Больше они об этом не говорили. В поезде Алексей Алексеевич неожиданно вспомнил о предсказании майнцской колдуньи.
— Я, кажется, тебе это уже когда-то рассказывал. Это тогда меня изумило: ведь он совсем неглупый человек. Очень характерно это сочетание ума и легковерия. Может, в самом деле Вильгельм начал войну из-за майнцской колдуньи!.. Ах, хороши оказались мы все, дипломаты, со всеми этими санджаками и Мюрцштегами!
Нина Анатольевна говорила, что уж во всяком случае он ни в чем себя винить не может. Про себя произвела подсчет: 1914 плюс 1 плюс 9 плюс 1 плюс 4. Выходило: 1929. Она не знала, к чему отнести этот год: «Умрет Вильгельм? Алеша станет министром? В России создастся ответственное правительство?.. А вот Вены мы больше, верно, никогда не увидим!.. Нашу обстановку потом перевезем, да куда?»
В дороге Алексей Алексеевич готовил записку для министерства. Он до отъезда записывал в дневник всё, что видел и слышал в последние дни. Слышал он очень много. Видел двух дипломатов, только что побывавших в Берлине. Они в один голос утверждали, что Вильгельм II находится в состоянии полной невменяемости. Об его гениальности никто открыто не говорил, но все признавали, что он очень опасный и страшный враг. Тонышев записал и разные восклицания, приписывавшиеся германскому императору, и то, что говорили Бетман-Гольвег, Берхтольд, другие высокопоставленные лица, и мнения, высказывавшиеся осведомленными людьми о германских и австрийских генералах. Гетцендорфа почти все считали замечательным полководцем, о Мольтке говорили, что он унаследовал военный гений своего дяди. Из русских генералов иностранцы очень высоко ставили Сухомлинова и Ренненкампфа.
Втихомолку говорили о Франце-Иосифе. По слухам, он уже не всё понимал, резолюции на докладах писал карандашом, дрожащей рукой, так что и разобрать было трудно. Не переносил Гетцендорфа, которого считал — как будто он один тогда — глупым человеком и вдобавок довольно плохим генералом (много позднее Людендорф писал, что подготовленная Гетцендорфом австро-венгерская армия оказалась «не полноценным орудием борьбы» — «kein vollwertiges Kampfinstrument»). Всё же, под сильнейшим давлением со всех сторон, престарелый император дал согласие на войну.
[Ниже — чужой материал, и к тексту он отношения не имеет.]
PR #2934, opened 2024-09-03
Handle fatal errors when indexing cow amms

MartinquaXD:
# Description
Currently the `autopilot` maintenance loop can get stuck when the configured cow amm helper contract does not support a found contract with this error:
```
2024-09-03T06:13:17.420Z  WARN autopilot::maintenance: failed to run background task successfully err=method 'tokens(address):(address[])' failure: contract call reverted with message: None

Caused by:
    contract call reverted with message: None
```

So far we have been retrying this error over and over although the call to detect which tokens the pool is trading will never work if an amm is misconfigured or generally not supported by the helper contract.

# Changes
Differentiate between retryable and fatal errors while indexing the amms and retry or skip this pool respectively.

# Testplan
Set up sepolia configuration locally and checked that we don't get stuck on the unsupported pools:
```
2024-09-03T06:24:55.880Z  INFO cow_amm::cache: helper contract does not support amm cow_amm=0xe4abfda4e8c02fcafc34981dafaeb426aa4186e6 err=MethodError { signature: "tokens(address):(address[])", inner: Revert(None) }
2024-09-03T06:24:55.921Z  INFO cow_amm::cache: indexed new cow amm cow_amm=0xac140f325afd20a733e12580aeb22ff9bf46982f
2024-09-03T06:24:55.956Z  INFO cow_amm::cache: indexed new cow amm cow_amm=0xa54442606548bf1b627662a465a40b31b7e8e711
```

### DIFF
--- a/crates/cow-amm/src/cache.rs
+++ b/crates/cow-amm/src/cache.rs
@@ -76,18 +76,21 @@ impl EventStoring<CowAmmEvent> for Storage {
         &mut self,
         events: Vec<ethcontract::Event<CowAmmEvent>>,
     ) -> anyhow::Result<()> {
-        let cache = &mut *self.0.cache.write().await;
-
+        let mut processed_events = Vec::with_capacity(events.len());
         for event in events {
-            let meta = event
-                .meta
-                .as_ref()
-                .ok_or_else(|| anyhow::anyhow!("Event missing meta"))?;
+            let Some(meta) = event.meta else {
+                tracing::warn!(?event, "event does not contain required meta data");
+                continue;
+            };
+
             let CowAmmEvent::CowammpoolCreated(cow_amm) = event.data;
             let cow_amm = cow_amm.amm;
-            let amm = match Amm::new(cow_amm, &self.0.helper).await {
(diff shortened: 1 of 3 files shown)


crates/cow-amm/src/cache.rs
```diff
@@ -85,11 +85,19 @@ impl EventStoring<CowAmmEvent> for Storage {
...
+                    tracing::info!(?cow_amm, ?err, "helper contract does not support amm");
+                    continue;
+                }
+            };
 
-            cache
-                .entry(meta.block_number)
-                .or_default()
-                .push(Arc::new(Amm::new(cow_amm, &self.0.helper).await?));
+            cache.entry(meta.block_number).or_default().push(amm);
```
squadgazzz, line 100: Could that be a case where some events are processed twice because of a retriable error in the middle, meaning the cache will contain duplicates?

MartinquaXD: Good catch! We would have to be very unlucky to run into this issue but fixing the problem should not be hard either.

squadgazzz (approved):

Путешествовали Тонышевы медленно, но вполне благополучно. В Париже и в Лондоне были тоже интересные встречи и разговоры. Алексей Алексеевич был принят самим Греем, который рассказывал ему о положении в России. Положение было прекрасное, весь народ, все партии объединились для борьбы с врагом. Не только о революции, но ни о каких беспорядках и речи не было. Второстепенное должностное лицо из «Форен Оффис» пригласило Алексея Алексеевича на обед в свой клуб и высказывало мнения о русской душе. Полное спокойствие в Англии еще подняло настроение Тонышевых, хотя отсутствие всеобщей мобилизации, толпы молодых здоровых людей на улицах (в Париже они не видели ни одного) и формула «Business as usual» не очень им понравились. Поразило их предсказание нового военного министра,
Английские газеты печатали военные сообщения обеих сторон. На западном фронте немцам выпали большие успехи, бельгийские крепости пали, германские армии шли на Париж. Но это Тонышевых не пугало. Русские войска имели не меньшие успехи в Австрии и вторглись в Восточную Пруссию. Алексей Алексеевич и Нина Анатольевна с гордостью говорили друг другу, что именно русская армия возьмет штурмом Берлин. Победа под Гумбинненом привела их в совершенный восторг; они за обедом выпили шампанского.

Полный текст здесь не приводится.